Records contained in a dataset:

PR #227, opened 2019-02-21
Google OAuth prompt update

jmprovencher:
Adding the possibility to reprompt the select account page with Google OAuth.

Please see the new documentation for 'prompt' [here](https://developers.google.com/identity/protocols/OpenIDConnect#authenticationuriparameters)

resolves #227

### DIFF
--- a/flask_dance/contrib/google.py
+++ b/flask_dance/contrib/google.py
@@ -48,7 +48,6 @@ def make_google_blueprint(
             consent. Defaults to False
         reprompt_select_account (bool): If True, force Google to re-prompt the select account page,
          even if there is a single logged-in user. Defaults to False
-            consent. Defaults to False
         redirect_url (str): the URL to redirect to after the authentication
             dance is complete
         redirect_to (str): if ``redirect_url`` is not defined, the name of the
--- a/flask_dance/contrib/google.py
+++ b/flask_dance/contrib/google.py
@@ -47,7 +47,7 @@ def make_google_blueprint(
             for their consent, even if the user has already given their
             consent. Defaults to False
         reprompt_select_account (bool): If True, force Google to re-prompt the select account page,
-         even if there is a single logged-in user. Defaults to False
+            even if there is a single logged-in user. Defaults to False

> _What to work on_: Give the number of lines in the records above in which the word "single" appears. Include no other text.

> _Solution to this task_: 3